(Collected data)
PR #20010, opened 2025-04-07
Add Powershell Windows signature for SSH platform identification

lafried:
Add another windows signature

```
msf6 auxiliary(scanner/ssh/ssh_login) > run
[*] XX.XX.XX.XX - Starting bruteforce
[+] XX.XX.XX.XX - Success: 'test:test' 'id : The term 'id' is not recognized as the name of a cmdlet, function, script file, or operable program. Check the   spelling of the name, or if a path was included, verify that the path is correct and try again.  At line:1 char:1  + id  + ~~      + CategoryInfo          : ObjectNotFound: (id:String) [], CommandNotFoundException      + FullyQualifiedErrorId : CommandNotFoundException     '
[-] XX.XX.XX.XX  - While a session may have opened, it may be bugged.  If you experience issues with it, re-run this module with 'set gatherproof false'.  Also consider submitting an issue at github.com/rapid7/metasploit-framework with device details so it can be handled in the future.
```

Your objective —
Copy out each line of the records where the word "signature" appears.

Answer for the task —
Add Powershell Windows signature for SSH platform identification
Add another windows signature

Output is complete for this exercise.